When a particle oscillates in simple harmonic motion, both in potential energy and kinetic energy vary sinusoidally with time. If `v` be the frequency of the motion of the particle, the frequency associated with the kinetic energy is `:`

To solve the problem, we need to analyze the relationship between the motion of a particle in simple harmonic motion (SHM) and the variations in its kinetic energy (KE) and potential energy (PE). ### Step-by-Step Solution: 1. **Understanding Simple Harmonic Motion (SHM)**: - In SHM, a particle oscillates about a mean position.
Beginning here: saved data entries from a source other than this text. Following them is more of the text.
PR #1602, opened 2017-04-12
Stack-safe Coyoneda

edmundnoble:
Makes Coyoneda's `map` stack-safe, by keeping a list of functions and reversing it before applying them.
Breaking change.

### DIFF
--- a/free/src/main/scala/cats/free/Coyoneda.scala
+++ b/free/src/main/scala/cats/free/Coyoneda.scala
@@ -8,6 +8,7 @@ import cats.arrow.FunctionK
  * This is isomorphic to `F` as long as `F` itself is a functor.
  * The homomorphism from `F[A]` to `Coyoneda[F,A]` exists even when
  * `F` is not a functor.
+ * Implemented using a List of functions for stack-safety.
  */
 sealed abstract class Coyoneda[F[_], A] extends Serializable { self =>
 
@@ -17,10 +18,13 @@ sealed abstract class Coyoneda[F[_], A] extends Serializable { self =>
   /** The underlying value. */
   val fi: F[Pivot]
 
-  /** The transformer function, to be lifted into `F` by `run`. */
-  val k: Pivot => A
+  /** The list of transformer functions, to be composed and lifted into `F` by `run`. */
+  private[cats] val ks: List[Any => Any]
 
-  import Coyoneda.{Aux, apply}
+  /** The list of transformer functions composed into a single function, to be lifted into `F` by `run`. */
+  final def k: Pivot => A = Function.chain(ks.reverse)(_).asInstanceOf[A]
+
+  import Coyoneda.{Aux, unsafeApply}
 
   /** Converts to `F[A]` given that `F` is a functor */
   final def run(implicit F: Functor[F]): F[A] = F.map(fi)(k)
@@ -36,10 +40,10 @@ sealed abstract class Coyoneda[F[_], A] extends Serializable { self =>
    * the underlying `F`.
    */
   final def map[B](f: A => B): Aux[F, B, Pivot] =
-    apply(fi)(f compose k)
+    unsafeApply(fi)(f.asInstanceOf[Any => Any] :: ks)
 
   final def transform[G[_]](f: FunctionK[F, G]): Aux[G, A, Pivot] =
-    apply(f(fi))(k)
+    unsafeApply(f(fi))(ks)
 
 }
 
@@ -53,11 +57,17 @@ object Coyoneda {
   /** `F[A]` converts to `Coyoneda[F,A]` for any `F` */
   def lift[F[_], A](fa: F[A]): Coyoneda[F, A] = apply(fa)(identity[A])
 
-  /** Like `lift(fa).map(_k)`. */
+  /** Like `lift(fa).map(k0)`. */
   def apply[F[_], A, B](fa: F[A])(k0: A => B): Aux[F, B, A] =
+    unsafeApply(fa)(k0.asInstanceOf[Any => Any] :: Nil)
+
+  /** Creates a `Coyoneda[F, A]` for any `F`, taking an `F[A]`
+   * and a list of [[Functor.map]]ped functions to apply later
+   */
+  private[cats] def unsafeApply[F[_], A, B](fa: F[A])(ks0: List[Any => Any]): Aux[F, B, A] =
     new Coyoneda[F, B] {
       type Pivot = A
-      val k = k0
+      val ks = ks0
       val fi = fa
     }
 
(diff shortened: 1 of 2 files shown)


free/src/main/scala/cats/free/Coyoneda.scala
```diff
@@ -17,29 +18,32 @@ sealed abstract class Coyoneda[F[_], A] extends Serializable { self =>
   /** The underlying value. */
   val fi: F[Pivot]
 
-  /** The transformer function, to be lifted into `F` by `run`. */
-  val k: Pivot => A
+  /** The transformer functions, to be lifted into `F` by `run`. */
+  val k: List[Any => Any]
```
adelbertc: Given its signature should this be exposed? Seems like we should hide it.

free/src/main/scala/cats/free/Coyoneda.scala
```diff
@@ -53,14 +57,18 @@ object Coyoneda {
   /** `F[A]` converts to `Coyoneda[F,A]` for any `F` */
   def lift[F[_], A](fa: F[A]): Coyoneda[F, A] = apply(fa)(identity[A])
 
-  /** Like `lift(fa).map(_k)`. */
-  def apply[F[_], A, B](fa: F[A])(k0: A => B): Aux[F, B, A] =
+  /** unsafe mang */
```
adelbertc: Maybe a better comment than this ;)

edmundnoble: Omg I was removing it you *fast* person

free/src/main/scala/cats/free/Coyoneda.scala
edmundnoble: I would say so, but the user should have the power to concatenate the lists IMO. Perhaps a scarier name?

edmundnoble: Never mind, that doesn't sound useful. Making it `private[cats]` just in case we change it in future.

free/src/main/scala/cats/free/Coyoneda.scala
```diff
@@ -53,14 +57,20 @@ object Coyoneda {
   /** `F[A]` converts to `Coyoneda[F,A]` for any `F` */
   def lift[F[_], A](fa: F[A]): Coyoneda[F, A] = apply(fa)(identity[A])
 
-  /** Like `lift(fa).map(_k)`. */
-  def apply[F[_], A, B](fa: F[A])(k0: A => B): Aux[F, B, A] =
+  /** Creates a `Coyoneda[F, A]` for any `F`, taking an `F[A]`
+   * and a list of [[Functor.map]]ped functions to apply later
+   */
+  def unsafeApply[F[_], A, B](fa: F[A])(k0: List[Any => Any]): Aux[F, B, A] =
```
wedens: I don't think it (or anything with `Any` in it) should be public.

edmundnoble: My bad, I was on my way to making this private. Not because of Any, but because it fixes List.

free/src/main/scala/cats/free/Coyoneda.scala
```diff
@@ -17,29 +18,32 @@ sealed abstract class Coyoneda[F[_], A] extends Serializable { self =>
   /** The underlying value. */
   val fi: F[Pivot]
 
-  /** The transformer function, to be lifted into `F` by `run`. */
-  val k: Pivot => A
+  /** The transformer functions, to be lifted into `F` by `run`. */
+  private[cats] val k: List[Any => Any]
 
-  import Coyoneda.{Aux, apply}
+  def execute(a: Pivot): A =
```
kailuowang: Does this one need to be public?

johnynek:
I wonder if we want to just add code like:
```scala
sealed trait StackSafeFn[A, B] {
  def apply(a: A): B = StackSafeFn.run(this, a)
}
object StackSafeFn {
  private case class FromScala[A, B](fn: A => B) extends StackSafeFn[A, B]
  private case class Compose[A, B, C](first: StackSafeFn[A, B], second: StackSafeFn[B, C]) extends StackSafeFn[A, C]

  private def run[A, B](fn: StackSafeFn[A, B], a: A): B = ...
}

```

free/src/main/scala/cats/free/Coyoneda.scala
edmundnoble: Good question: it should in my opinion be public because a) it's as safe as exposing `k` previously and b) `k` was public before, which means users have had time to create use-cases that require using the function inside a `Coyo` on other values.

edmundnoble:
@johnynek What we need is `Steque`, because it's exactly that data structure (but you need `Empty` as well, and it also deals with things other than `A => B`). The only issue in your suggestion is that you're missing a notion of "stack-safe value"; a value accompanied by functions which *will* be applied to it later. Adding that in makes it equivalent to `Free[Id, ?]` if we implement `Free` using `Steque`.

free/src/main/scala/cats/free/Coyoneda.scala
```diff
@@ -17,29 +18,32 @@ sealed abstract class Coyoneda[F[_], A] extends Serializable { self =>
   /** The underlying value. */
   val fi: F[Pivot]
 
-  /** The transformer function, to be lifted into `F` by `run`. */
-  val k: Pivot => A
+  /** The transformer functions, to be lifted into `F` by `run`. */
+  private[cats] val k: List[Any => Any]
```
johnynek: what if we called this `ks` and keep `k: Pivot => A = execute _` so we don't break binary compatibility here?

free/src/main/scala/cats/free/Coyoneda.scala
```diff
@@ -17,29 +18,32 @@ sealed abstract class Coyoneda[F[_], A] extends Serializable { self =>
...
 
   /** Converts to `F[A]` given that `F` is a functor */
-  final def run(implicit F: Functor[F]): F[A] = F.map(fi)(k)
+  final def run(implicit F: Functor[F]): F[A] = F.map(fi)(execute)
 
   /** Converts to `Yoneda[F,A]` given that `F` is a functor */
   final def toYoneda(implicit F: Functor[F]): Yoneda[F, A] =
     new Yoneda[F, A] {
-      def apply[B](f: A => B): F[B] = F.map(fi)(k andThen f)
+      def apply[B](f: A => B): F[B] = F.map(fi)(execute _ andThen f)
```
johnynek: if we keep `k` we can not change this line.

free/src/main/scala/cats/free/Coyoneda.scala
edmundnoble: :+1: Done, got it down as `final def k` and added a doc.

johnynek:
:+1:

kailuowang:
merging with 3 sign-offs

The motion can be described by a sinusoidal function. - The displacement of the particle from the mean position can be expressed as: \[ x(t) = A \sin(\omega t + \phi) \] where \( A \) is the amplitude, \( \omega \) is the angular frequency, and \( \phi \) is the phase constant. 2. **Kinetic Energy (KE) in SHM**: - The kinetic energy of the particle is given by: \[ KE = \frac{1}{2} m v^2 \] - The velocity \( v \) can be derived from the displacement: \[ v(t) = \frac{dx}{dt} = A \omega \cos(\omega t + \phi) \] - Substituting \( v(t) \) into the kinetic energy formula: \[ KE = \frac{1}{2} m (A \omega \cos(\omega t + \phi))^2 = \frac{1}{2} m A^2 \omega^2 \cos^2(\omega t + \phi) \] 3. **Potential Energy (PE) in SHM**: - The potential energy is given by: \[ PE = \frac{1}{2} k x^2 \] - Using Hooke's law, where \( k \) is the spring constant, we can express it in terms of displacement: \[ PE = \frac{1}{2} k (A \sin(\omega t + \phi))^2 = \frac{1}{2} k A^2 \sin^2(\omega t + \phi) \] 4. **Frequency of Kinetic Energy**: - The kinetic energy varies as \( \cos^2(\omega t + \phi) \). The function \( \cos^2 \) can be expressed using the double angle identity: \[ \cos^2(\theta) = \frac{1 + \cos(2\theta)}{2} \] - Therefore, the kinetic energy can be rewritten as: \[ KE = \frac{1}{4} m A^2 \omega^2 + \frac{1}{2} m A^2 \omega^2 \cos(2(\omega t + \phi)) \] - This shows that the kinetic energy oscillates with a frequency of \( 2\omega \). 5. **Relating Angular Frequency to Frequency**: - The frequency \( v \) is related to the angular frequency \( \omega \) by: \[ \omega = 2\pi v \] - Thus, the frequency associated with kinetic energy becomes: \[ \text{Frequency of KE} = 2v \] ### Final Answer: The frequency associated with the kinetic energy is \( 2v \).